Zacapa for sipping, Meyers for mixing (usually orange juice).


----------



## Tarks (Mar 3, 2009)

Santiago 11
Santiago 7
HC 7
HC 15
Zacapa 23
Zacapa XO

Santiago 11 is my favorite from the list.


----------



## Frodo (Oct 1, 2009)

Tarks said:


> Santiago 11
> Santiago 7
> HC 7
> HC 15
> ...


Even over HC 15? That's some recommendation!!!


----------



## doomXsaloon (Jul 25, 2011)

sipping:
Zacapa 23

sip or splash of tonic & a lime wedge:
Mt Gay Extra Old

Mixing:
Goslings & ginger beer (dark & stormy)

Love Meyers, but Not a fan of the Meyers Legend 10 yr....nice btl, mediocre product


still have some Havana Club 7 yr old left from the islands!


----------



## fiddlegrin (Feb 8, 2009)

Tarks said:


> Santiago 11
> Santiago 7
> HC 7
> HC 15
> ...


*Ha!*
Hiya Jeff!
I saw this thread and was going to page you to join it, being that you are a Rum Expert!

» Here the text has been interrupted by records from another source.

PR #462, opened 2026-08-05
feat(blocks): add Quote component for pages and blog [INTORG-910]

JonathanMatthey:
## Summary

Adds a new **Quote** block for foundation, summit, and hackathon pages plus foundation blog posts: required quote text with optional author name, image, and link. Also aligns rich-text blockquotes with the same dual-edge design, ships demo MDX pages for visual QA, and keeps those demos off SEO (`noindex` + sitemap filter).

## Related Issue

Fixes INTORG-910

## Manual Test

1. Open foundation / summit / hackathon **demo** pages and confirm both Quote variants (avatar + link above, name-only attribution below).
2. Confirm markdown `>` blockquotes pick up dual raspberry borders and type scale.
3. In Strapi, add a Quote block and check author name, link, and image sit on one admin row.
4. View page source on a demo page: `robots` is `noindex, nofollow`; demos are absent from the sitemap.

## Checks

- [x] `pnpm run format`
- [x] `pnpm run lint`

## PR Checklist

- [x] Linked issue included
- [x] Scope is focused (target ~10-20 files when possible) — slightly over as this wires Astro + Strapi end-to-end
- [ ] Screenshots for UI changes (if applicable) — use deploy preview of demo pages


Infi-Knight:
## Review

**Blocking: Blockquote will double-render quote marks for CMS-synced content.**

`formatBlockquote()` in `cms/src/utils/mdx.ts` (unchanged here) wraps exported quotes in literal curly quotes, so synced MDX looks like:

```
<Blockquote source="...">
  "Money should move like data."
</Blockquote>
```

`Blockquote.astro`'s new `.quote-slot` styling adds its own `::before`/`::after` curly quotes on top of that, regardless of whether the content is `<p>`-wrapped. I verified this in the browser with a fixture matching real sync output: it renders as `""Money should move like data.""`, doubled quotes on both ends.

The demo pages added in this PR don't catch it because they only use the `quote` prop path and markdown `>` blockquotes, never the JSX-children path that real Strapi-synced content actually goes through. `Quote.astro` doesn't have this problem since its serializer doesn't add literal quote characters at export.

Fix: pick one source of truth for the marks, either drop the CSS pseudo-quotes on the slot path or stop `formatBlockquote` from adding them.

**Non-blocking:**

- `astro.config.mjs`'s sitemap filter reimplements the segment-matching logic that's already in `isDemoPathname` (`src/utils/shared/demoPaths.ts`) instead of importing it. The two have already drifted (the config also excludes `/preview`, the shared helper doesn't).
- The icon-only author link in `Quote.astro` (no name, just the link icon) is missing `data-umami-event`/`data-umami-event-page`, unlike the name+link variant right above it.
- `isExternal` is now inlined in three components (`Quote.astro`, `CtaStrip.astro`, `GrantFaqSection.astro`). Worth pulling into `src/utils/shared/url.ts`.

Everything else looks solid: good CMS test coverage, populate configs cover all four content types, and the author link handling goes through `isSafeMarkdownHref` correctly.

JonathanMatthey:
@Infi-Knight - resolved - please review again / approve

Infi-Knight:
## Re-review

All three points from the last pass are fixed, checked each one:

- **Blockquote double-quoting** (`1bd09dcd`): `formatBlockquote` now only strips marks instead of re-wrapping, and `Blockquote.astro` owns the presentation quotes on both the prop and slot paths. Re-ran my earlier repro (same fixture, same route) and it now renders as a single `"Money should move like data."`, no doubling. Round-trip tests updated to match.
- **`isExternal` duplication + missing analytics** (`9af68e78`): pulled into `isExternalHref` in `src/utils/shared/url.ts` with tests, wired through `Quote`, `CtaStrip`, `GrantFaqSection`. The icon-only author link in `Quote.astro` now also carries `data-umami-event`/`data-umami-event-page`, matching the name+link variant.
- **Demo-path duplication** (`ba3eb2be`): `astro.config.mjs` now imports `isDemoPathname` instead of reimplementing the segment match.

Ran the full suite on the branch: CMS tests (906 passed), root tests (235 passed), lint clean.

Nothing else standing out. Good to merge from my side.

Infi-Knight (approved):

PR #455, opened 2026-07-31
feat(blocks): add agenda component [INTORG-917]

JonathanMatthey:
## Summary

- Add localized Agenda blocks to Foundation, Summit, and Hackathon pages.
- Support Strapi editing, previews, validation, and MDX round trips.
- Add accessible, responsive timeline styling for desktop and mobile.

## Related Issue

Fixes INTORG-917

## Manual Test

1. Add an Agenda block with at least two items in Strapi.
2. Confirm collapsed items display their time.
3. Preview the page at desktop and mobile widths.

## Checks

- [x] `pnpm run format`
- [x] `pnpm run lint`

## PR Checklist

- [x] PR title follows Conventional Commits
- [x] Linked issue included
- [x] Scope is focused
- [x] Screenshots for UI changes

PR #463, opened 2026-08-05
fix(strapi): stop split-layout and carousel dropping from foundation, summit, hackathon MDX export [INTORG-1013]

Infi-Knight:
## Summary

`contentPopulate.ts` builds the populate map for Strapi's dynamic-zone queries, but foundation, summit, and hackathon pages were missing `blocks.split-layout` and `blocks.carousel` in that map. A dynamic-zone query only returns components listed there, so those blocks got silently dropped from the MDX export on every Publish, even though they stayed fully visible in the admin form the whole time.

PR #455 (agenda component) added those same entries as a side effect while this branch was in flight, so most of that part of the diff here is now just a doc-comment update and a duplicate-entry cleanup in `GRANT_PAGE_CONTENT_POPULATE`.

The part still needed: once the blocks stop being dropped, LogoCarousel names came back empty, because `updateMediaAlt` (which saves each logo's name as the upload's alt text on import) was only wired up for grant pages. Added `createMediaAltUpdater` in `mdxTransformer.ts` and wired it into the foundation/summit/hackathon import paths in `config.ts`.

Also added `contentPopulate.test.ts`, which walks each content type's schema and checks that every allowed component is in its populate map, so this doesn't get missed a third time.

## Related Issue

Fixes INTORG-1013

## Manual Test

Verified against a local Strapi instance for all three page types:

- Reimported the demo pages with `sync:mdx --force`; partner-logo uploads now carry alt text.
- Edited an unrelated field on each demo page in the admin and clicked Publish.
- Confirmed the exported MDX kept every block and that carousel names round-tripped correctly.

## Checks

- [x] `pnpm run format`
- [x] `pnpm run lint`

## PR Checklist

- [x] Linked issue included
- [x] Scope is focused (6 files)
- [ ] Screenshots for UI changes (N/A, no UI changes)

### DIFF
--- a/cms/scripts/sync-mdx/config.test.ts
+++ b/cms/scripts/sync-mdx/config.test.ts
@@ -1,0 +1,98 @@
+import { describe, it, expect, vi, beforeEach } from 'vitest'
+import { buildContentTypes, type ContentTypes } from './config'
+import type { StrapiClient } from './strapiClient'
+import { createMdxFile } from './test-utils'
+
+const LOGO_URL = '/img/partner-logos/covenant.avif'
+const LOGO_UPLOAD_ID = 42
+
+/**
+ * LogoCarousel keeps each logo's name on the upload's `alternativeText`, so a
+ * content type that allows `blocks.carousel` has to hand the parser an
+ * `updateMediaAlt` callback. Content types are the only place that wiring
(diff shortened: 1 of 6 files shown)


JonathanMatthey (approved):
Solid, focused fix. 

i like createMediaAltUpdater

PR #465, opened 2026-08-06
fix(cms): parse pasted markdown into real content in the CKEditor

Infi-Knight:
## Summary

Pasting a hyphenated list (`- a`, `- b`, `- c`) into a CKEditor rich-text field and then clicking the bulleted-list toolbar button did not produce a real list. Autoformat only converts `- ` / `1. ` into a list when those characters are *typed*, not when text already containing them is pasted, so the pasted lines stayed as literal paragraph text (`- a`, `- b`, `- c`). Clicking the toolbar's list button afterward just wrapped that literal text in `<li>` tags instead of producing clean list items, leaving stray `-` characters behind (or losing items if the surrounding markup broke, as tracked separately in INTORG-1025's other root cause, already fixed on `playground`).

Adds `PasteFromMarkdownExperimental` (from `@ckeditor/ckeditor5-markdown-gfm`, already an installed peer dependency of the CKEditor plugin, matching how `cms/src/admin/app.tsx` already imports `@ckeditor/ckeditor5-heading` and `ckeditor5` directly) to the shared markdown preset's `extraPlugins`. It intercepts the clipboard pipeline and parses pasted plain-text/markdown content into real editor content, so a pasted list becomes an actual list immediately, no toolbar click needed.

## Related Issue

INTORG-1025

## Manual Test

1. Open any field using the "Basic Markdown" or "Default Markdown" CKEditor preset (e.g. a Title Card description).
2. Paste a plain-text hyphenated list, e.g.:
   ```
   - one
   - two
   - three
   ```
3. Confirm it renders as a real bulleted list immediately after pasting, with no leftover `-` characters and no toolbar click required.
4. Confirm typing `- ` still autoformats into a list as before (unchanged behavior).
5. Confirm pasting rich HTML (e.g. from a Google Doc) is unaffected.

## Checks

- [x] `pnpm run format`
- [x] `pnpm run lint`

## PR Checklist

- [x] Linked issue included

### DIFF
--- a/cms/src/admin/app.tsx
+++ b/cms/src/admin/app.tsx
@@ -4,6 +4,7 @@ import {
 } from '@_sh/strapi-plugin-ckeditor'
 import type { PluginConfig, Preset } from '@_sh/strapi-plugin-ckeditor'
 import type { HeadingOption } from '@ckeditor/ckeditor5-heading'
+import { PasteFromMarkdownExperimental } from '@ckeditor/ckeditor5-markdown-gfm'
 import type { Editor } from 'ckeditor5'
 import { formatSplitLayoutPanelTitle } from '../plugins/split-layout-type-picker/admin/layoutTypeLabels'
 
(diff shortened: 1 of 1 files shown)


JonathanMatthey (approved):
lovely and nice and short,

nice use of their already built fn

PR #466, opened 2026-08-06
ci: cache key will now be based on content hash instead of run id

bosbaber:
## Summary
In previous iterations the pipeline would store the new set of optimised images into the cache using a key based on the run id of the pipeline. This PR changes this mechanism to rather store the newly generated set of optimised images into the cache against a key based on the hash of the content used during optimisation.

This change should not only improve warmup times but would also allow us to better utilise the github cache.

However, this change should be viewed as an intermediate step and is not going to solve the growing problem of image optimisation taking longer and longer, and having to be repeated each time a single image was added. This will be addressed in an upcoming PR.

- Introduces a new workflow so that we can run the image optimisation manually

Hey! That could be another Puff Award! :laugh:

:rockon:


----------



## Tarks (Mar 3, 2009)

Frodo said:


> Even over HC 15? That's some recommendation!!!


OMG, Santiago 11 kicks the snot out of HC 15 IMO. Santiago 11 has won many awards. You have to try it next time your in Cuba.

My bucket list is HC Maximo. I have been searching high and dry in Havana to try an ounce of it. No luck to date.  I'll try again when I'm there in Nov.


----------



## Tarks (Mar 3, 2009)

fiddlegrin said:


> *Ha!*
> Hiya Jeff!
> I saw this thread and was going to page you to join it, being that you are a Rum Expert!
> 
> ...


Lets make one thing clear Phil! I am no expert in anything, except BS'ing!


----------



## Frodo (Oct 1, 2009)

Tarks said:


> OMG, Santiago 11 kicks the snot out of HC 15 IMO. Santiago 11 has won many awards. You have to try it next time your in Cuba.
> 
> My bucket list is HC Maximo. I have been searching high and dry in Havana to try an ounce of it. No luck to date.  I'll try again when I'm there in Nov.


Well, I'm sold! Will have to have family bring back a couple of bottles. What's the price if I can ask?


----------



## fiddlegrin (Feb 8, 2009)

Frodo said:


> What's the price if I can ask?


I just looked around a bit and saw some for 45 Euros

I wanna try it too!

:rockon:


----------



## joshbhs04 (May 30, 2011)

Def enjoy the RZ 23 and HC 7 for sipping and appleton for mixing


----------



## Frodo (Oct 1, 2009)

fiddlegrin said:


> I just looked around a bit and saw some for 45 Euros
> 
> :rockon:


Thanks!


----------